(MATERIAL FOR THIS TASK begins)
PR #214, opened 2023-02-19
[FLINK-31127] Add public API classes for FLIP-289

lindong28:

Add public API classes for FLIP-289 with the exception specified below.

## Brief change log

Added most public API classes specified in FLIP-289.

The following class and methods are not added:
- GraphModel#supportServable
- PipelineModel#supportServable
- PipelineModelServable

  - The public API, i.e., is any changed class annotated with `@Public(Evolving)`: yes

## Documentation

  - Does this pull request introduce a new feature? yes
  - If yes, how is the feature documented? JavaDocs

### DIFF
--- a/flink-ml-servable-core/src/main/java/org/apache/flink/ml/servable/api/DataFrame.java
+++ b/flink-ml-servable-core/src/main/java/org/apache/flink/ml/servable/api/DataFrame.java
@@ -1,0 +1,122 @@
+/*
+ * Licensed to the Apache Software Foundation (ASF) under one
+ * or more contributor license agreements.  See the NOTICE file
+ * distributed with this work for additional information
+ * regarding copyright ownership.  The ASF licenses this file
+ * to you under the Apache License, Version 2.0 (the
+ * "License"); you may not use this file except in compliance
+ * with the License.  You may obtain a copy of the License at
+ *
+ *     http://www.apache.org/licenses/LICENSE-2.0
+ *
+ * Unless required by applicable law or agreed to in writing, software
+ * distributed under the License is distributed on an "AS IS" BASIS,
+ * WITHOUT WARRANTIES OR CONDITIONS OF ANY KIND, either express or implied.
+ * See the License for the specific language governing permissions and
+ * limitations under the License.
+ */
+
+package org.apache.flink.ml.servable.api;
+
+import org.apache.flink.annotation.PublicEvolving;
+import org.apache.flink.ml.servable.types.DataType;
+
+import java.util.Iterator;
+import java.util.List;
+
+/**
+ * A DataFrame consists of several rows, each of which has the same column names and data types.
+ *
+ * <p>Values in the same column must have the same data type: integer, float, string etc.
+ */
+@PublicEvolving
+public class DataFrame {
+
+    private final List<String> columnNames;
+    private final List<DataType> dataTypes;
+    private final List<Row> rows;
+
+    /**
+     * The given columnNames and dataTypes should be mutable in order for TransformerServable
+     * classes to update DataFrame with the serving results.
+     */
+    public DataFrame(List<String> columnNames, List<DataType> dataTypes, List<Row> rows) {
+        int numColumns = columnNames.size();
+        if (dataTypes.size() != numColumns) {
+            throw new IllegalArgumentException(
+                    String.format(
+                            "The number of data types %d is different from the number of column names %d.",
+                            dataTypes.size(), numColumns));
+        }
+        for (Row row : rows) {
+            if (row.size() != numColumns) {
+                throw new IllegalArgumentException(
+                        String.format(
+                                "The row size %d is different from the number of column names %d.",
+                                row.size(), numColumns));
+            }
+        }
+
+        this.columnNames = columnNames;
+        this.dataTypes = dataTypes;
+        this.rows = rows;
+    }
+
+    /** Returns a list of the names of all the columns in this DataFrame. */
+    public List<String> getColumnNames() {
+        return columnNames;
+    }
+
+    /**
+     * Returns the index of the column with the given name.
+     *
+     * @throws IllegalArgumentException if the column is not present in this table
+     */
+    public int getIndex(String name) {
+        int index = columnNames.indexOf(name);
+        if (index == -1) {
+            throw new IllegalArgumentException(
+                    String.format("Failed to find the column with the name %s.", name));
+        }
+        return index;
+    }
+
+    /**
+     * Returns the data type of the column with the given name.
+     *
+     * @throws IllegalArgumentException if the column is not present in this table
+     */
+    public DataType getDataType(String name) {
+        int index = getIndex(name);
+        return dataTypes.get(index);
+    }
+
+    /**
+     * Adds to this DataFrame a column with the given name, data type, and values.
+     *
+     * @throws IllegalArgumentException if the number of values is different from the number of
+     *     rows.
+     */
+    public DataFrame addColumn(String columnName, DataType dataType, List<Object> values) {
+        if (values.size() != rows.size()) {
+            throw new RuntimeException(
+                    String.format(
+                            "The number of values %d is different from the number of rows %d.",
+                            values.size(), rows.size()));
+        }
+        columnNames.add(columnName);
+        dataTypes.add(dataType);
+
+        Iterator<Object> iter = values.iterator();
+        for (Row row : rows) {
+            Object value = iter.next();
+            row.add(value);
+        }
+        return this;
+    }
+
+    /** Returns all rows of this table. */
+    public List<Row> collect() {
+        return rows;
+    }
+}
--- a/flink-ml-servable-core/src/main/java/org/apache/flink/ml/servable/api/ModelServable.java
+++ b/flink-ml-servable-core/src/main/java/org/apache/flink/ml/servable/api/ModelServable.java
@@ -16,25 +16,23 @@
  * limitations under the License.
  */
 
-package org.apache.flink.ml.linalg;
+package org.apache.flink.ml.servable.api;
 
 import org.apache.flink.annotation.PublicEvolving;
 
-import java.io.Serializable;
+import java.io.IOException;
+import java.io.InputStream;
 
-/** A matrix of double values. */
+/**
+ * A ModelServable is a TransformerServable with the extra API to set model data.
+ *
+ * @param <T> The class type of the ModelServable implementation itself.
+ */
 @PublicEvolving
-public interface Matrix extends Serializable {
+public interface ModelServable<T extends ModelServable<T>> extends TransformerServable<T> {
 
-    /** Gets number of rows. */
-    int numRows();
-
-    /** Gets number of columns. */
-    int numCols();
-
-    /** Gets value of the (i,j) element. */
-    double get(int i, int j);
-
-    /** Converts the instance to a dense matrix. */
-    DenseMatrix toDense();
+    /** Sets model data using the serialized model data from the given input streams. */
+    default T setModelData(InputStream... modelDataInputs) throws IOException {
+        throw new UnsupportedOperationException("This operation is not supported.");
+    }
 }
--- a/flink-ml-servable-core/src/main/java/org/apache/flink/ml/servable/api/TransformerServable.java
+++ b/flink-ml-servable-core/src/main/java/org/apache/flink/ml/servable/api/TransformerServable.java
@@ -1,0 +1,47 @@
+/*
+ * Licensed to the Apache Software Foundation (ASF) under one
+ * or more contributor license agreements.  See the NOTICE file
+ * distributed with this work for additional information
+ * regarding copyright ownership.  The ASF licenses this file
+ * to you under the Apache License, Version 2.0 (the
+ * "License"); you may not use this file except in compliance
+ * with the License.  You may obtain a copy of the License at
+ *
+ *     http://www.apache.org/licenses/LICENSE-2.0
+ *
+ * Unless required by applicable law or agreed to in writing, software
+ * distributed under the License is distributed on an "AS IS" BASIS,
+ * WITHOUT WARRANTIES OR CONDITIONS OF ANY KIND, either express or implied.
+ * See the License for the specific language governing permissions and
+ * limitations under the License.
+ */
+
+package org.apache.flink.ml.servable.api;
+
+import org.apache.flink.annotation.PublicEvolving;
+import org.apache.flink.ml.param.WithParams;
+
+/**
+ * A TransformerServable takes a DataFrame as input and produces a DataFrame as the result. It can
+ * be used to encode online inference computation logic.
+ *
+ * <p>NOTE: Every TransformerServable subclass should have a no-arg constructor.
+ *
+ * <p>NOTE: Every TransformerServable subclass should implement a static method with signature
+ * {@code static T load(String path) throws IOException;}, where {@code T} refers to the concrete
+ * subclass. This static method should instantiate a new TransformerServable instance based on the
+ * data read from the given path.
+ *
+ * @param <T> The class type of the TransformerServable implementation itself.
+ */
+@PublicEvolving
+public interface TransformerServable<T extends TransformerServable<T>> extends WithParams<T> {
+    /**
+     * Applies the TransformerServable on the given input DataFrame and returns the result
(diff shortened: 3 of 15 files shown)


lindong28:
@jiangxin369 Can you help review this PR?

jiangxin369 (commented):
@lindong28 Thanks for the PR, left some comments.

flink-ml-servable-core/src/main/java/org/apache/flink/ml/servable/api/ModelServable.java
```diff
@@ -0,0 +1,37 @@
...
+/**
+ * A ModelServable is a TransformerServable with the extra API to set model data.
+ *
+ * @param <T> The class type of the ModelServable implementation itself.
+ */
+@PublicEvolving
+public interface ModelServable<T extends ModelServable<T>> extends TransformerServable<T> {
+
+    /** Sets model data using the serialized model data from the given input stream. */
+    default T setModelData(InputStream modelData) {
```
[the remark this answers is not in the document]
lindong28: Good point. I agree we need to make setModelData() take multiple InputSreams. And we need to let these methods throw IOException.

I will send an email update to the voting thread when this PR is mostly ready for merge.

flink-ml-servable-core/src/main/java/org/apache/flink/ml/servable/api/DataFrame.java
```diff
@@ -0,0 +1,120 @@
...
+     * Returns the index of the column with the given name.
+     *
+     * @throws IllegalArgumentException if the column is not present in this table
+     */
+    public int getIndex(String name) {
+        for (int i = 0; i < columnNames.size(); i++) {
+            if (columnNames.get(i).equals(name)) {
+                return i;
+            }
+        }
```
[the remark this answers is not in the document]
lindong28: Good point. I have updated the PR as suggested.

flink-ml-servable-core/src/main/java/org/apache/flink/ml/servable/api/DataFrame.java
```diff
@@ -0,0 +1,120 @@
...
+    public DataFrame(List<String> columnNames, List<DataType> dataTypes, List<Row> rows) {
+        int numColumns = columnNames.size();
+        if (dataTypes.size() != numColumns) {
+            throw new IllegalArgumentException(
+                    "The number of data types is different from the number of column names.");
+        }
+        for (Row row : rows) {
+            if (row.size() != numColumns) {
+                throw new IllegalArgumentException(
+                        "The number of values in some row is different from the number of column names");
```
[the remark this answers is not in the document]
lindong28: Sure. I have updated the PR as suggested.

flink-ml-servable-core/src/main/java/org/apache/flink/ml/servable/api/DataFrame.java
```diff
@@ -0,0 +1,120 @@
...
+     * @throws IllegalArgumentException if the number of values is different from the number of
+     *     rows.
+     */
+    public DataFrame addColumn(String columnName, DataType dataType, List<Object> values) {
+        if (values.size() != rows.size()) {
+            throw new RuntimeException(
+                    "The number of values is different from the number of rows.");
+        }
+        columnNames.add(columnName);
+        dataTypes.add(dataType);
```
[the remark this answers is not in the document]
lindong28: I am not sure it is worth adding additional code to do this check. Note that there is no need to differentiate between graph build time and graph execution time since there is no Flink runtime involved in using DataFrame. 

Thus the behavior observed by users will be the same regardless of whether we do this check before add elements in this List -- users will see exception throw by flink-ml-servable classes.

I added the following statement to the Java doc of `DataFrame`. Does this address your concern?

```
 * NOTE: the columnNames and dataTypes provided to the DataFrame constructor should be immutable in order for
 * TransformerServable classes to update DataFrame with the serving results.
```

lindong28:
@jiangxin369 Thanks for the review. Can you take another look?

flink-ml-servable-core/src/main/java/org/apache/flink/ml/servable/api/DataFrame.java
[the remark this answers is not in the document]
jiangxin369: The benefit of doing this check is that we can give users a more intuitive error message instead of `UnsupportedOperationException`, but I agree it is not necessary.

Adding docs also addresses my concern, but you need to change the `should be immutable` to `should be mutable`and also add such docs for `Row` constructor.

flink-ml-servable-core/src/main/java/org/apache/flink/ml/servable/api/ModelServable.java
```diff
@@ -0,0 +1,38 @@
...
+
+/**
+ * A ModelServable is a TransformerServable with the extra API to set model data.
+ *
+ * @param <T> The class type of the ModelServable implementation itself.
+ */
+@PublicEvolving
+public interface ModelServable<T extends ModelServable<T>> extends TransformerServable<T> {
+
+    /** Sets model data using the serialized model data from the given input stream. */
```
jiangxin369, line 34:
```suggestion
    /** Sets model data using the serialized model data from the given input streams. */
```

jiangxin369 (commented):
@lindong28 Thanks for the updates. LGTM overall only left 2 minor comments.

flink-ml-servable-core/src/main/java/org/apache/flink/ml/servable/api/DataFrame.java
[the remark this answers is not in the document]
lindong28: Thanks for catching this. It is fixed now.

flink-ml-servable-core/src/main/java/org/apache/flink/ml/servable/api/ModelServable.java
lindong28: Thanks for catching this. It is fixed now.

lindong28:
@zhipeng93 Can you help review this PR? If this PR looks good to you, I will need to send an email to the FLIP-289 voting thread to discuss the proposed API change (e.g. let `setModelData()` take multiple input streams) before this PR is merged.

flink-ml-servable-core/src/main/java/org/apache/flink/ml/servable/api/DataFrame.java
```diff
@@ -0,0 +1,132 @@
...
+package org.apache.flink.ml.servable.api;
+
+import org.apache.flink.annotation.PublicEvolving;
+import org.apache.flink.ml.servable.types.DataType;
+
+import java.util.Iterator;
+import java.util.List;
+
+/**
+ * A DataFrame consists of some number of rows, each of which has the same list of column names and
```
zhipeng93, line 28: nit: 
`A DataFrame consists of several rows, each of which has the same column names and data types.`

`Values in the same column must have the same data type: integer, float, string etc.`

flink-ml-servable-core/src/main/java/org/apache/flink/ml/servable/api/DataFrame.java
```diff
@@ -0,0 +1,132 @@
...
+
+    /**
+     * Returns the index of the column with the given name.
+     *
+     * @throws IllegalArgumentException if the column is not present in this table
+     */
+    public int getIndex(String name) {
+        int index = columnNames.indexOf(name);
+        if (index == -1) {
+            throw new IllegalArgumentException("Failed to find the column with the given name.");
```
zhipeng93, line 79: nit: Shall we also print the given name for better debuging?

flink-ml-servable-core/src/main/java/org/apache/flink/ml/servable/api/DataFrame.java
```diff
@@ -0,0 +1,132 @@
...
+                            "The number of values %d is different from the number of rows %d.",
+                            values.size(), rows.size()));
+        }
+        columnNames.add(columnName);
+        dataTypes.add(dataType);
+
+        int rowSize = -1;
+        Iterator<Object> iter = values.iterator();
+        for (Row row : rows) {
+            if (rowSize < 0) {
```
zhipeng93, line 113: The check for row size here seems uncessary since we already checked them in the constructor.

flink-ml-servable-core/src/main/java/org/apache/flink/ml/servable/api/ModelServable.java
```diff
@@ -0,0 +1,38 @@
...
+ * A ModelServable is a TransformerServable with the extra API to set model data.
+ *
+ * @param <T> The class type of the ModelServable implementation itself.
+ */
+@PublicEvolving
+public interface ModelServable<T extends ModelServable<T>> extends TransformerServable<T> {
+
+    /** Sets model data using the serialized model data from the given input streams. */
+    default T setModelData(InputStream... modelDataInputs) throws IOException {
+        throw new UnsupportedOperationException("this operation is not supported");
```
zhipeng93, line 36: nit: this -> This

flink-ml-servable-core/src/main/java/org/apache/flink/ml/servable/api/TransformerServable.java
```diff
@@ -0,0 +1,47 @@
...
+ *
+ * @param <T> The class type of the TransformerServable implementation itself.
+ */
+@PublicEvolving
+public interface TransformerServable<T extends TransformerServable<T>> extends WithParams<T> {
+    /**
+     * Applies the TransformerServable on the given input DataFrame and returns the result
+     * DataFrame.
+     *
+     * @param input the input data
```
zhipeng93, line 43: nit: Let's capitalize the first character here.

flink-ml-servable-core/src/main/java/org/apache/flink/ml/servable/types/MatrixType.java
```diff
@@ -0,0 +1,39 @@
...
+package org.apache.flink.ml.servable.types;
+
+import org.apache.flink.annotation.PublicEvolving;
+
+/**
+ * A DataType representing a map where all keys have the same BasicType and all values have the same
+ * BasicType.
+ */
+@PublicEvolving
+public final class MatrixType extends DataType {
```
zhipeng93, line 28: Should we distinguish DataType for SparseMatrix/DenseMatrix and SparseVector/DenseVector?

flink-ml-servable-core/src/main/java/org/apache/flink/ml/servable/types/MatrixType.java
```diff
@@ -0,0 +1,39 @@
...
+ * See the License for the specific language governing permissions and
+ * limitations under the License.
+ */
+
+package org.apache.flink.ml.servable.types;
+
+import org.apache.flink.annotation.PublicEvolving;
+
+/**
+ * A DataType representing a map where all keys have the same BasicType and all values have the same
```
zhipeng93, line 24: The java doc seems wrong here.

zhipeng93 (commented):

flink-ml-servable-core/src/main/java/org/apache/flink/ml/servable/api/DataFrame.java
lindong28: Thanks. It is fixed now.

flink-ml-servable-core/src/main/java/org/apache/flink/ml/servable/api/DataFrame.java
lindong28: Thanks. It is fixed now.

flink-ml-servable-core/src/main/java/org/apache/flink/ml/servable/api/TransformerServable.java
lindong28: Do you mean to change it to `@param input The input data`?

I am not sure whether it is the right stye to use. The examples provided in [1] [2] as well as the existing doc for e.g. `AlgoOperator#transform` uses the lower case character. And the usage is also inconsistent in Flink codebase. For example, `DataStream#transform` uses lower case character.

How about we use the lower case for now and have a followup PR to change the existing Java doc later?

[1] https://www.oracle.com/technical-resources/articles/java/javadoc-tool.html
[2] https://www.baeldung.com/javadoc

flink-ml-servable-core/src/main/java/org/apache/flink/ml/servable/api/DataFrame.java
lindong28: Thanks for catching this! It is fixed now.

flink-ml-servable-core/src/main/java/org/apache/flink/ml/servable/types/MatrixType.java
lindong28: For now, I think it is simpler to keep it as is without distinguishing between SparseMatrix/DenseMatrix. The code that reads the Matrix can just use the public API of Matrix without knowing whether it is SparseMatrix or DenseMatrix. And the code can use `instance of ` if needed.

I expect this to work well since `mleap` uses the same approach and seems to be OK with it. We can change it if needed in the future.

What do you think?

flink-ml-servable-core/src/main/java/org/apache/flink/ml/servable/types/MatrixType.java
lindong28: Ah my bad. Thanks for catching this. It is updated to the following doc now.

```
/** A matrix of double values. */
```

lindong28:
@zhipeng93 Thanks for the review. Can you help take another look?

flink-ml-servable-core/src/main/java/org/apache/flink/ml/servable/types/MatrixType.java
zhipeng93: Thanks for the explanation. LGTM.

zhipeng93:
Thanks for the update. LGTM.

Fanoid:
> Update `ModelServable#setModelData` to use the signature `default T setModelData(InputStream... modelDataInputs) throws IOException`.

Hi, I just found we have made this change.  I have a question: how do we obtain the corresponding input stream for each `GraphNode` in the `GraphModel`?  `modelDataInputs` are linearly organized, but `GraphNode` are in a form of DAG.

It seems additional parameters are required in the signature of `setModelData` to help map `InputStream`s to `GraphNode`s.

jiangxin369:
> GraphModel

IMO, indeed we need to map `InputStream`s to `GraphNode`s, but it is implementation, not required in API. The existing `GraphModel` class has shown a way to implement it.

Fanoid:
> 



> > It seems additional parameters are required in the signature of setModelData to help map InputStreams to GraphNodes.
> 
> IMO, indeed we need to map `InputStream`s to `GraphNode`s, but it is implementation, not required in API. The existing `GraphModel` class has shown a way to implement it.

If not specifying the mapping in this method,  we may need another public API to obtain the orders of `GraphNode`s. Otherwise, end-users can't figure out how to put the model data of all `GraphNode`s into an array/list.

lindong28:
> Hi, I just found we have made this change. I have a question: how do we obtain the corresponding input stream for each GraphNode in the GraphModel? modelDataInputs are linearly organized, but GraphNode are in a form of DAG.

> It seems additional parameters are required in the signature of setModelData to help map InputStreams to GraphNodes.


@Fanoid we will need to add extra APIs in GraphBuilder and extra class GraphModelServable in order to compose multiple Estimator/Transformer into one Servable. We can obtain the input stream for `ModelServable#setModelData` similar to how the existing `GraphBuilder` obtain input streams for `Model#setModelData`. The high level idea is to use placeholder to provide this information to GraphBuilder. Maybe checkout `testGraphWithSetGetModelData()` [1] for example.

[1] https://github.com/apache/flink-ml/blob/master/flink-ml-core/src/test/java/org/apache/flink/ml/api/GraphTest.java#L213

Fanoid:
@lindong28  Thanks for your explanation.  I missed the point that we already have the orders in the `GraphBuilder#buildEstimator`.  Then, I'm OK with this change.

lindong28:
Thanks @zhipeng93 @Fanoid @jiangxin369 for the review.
(MATERIAL FOR THIS TASK ends)
INSTRUCTIONS FOR THE TASK:
Select the lines in this material that hold the word "Failed", leaving none out.

ANSWER TO THIS PROBLEM:
+                    String.format("Failed to find the column with the name %s.", name));
+            throw new IllegalArgumentException("Failed to find the column with the given name.");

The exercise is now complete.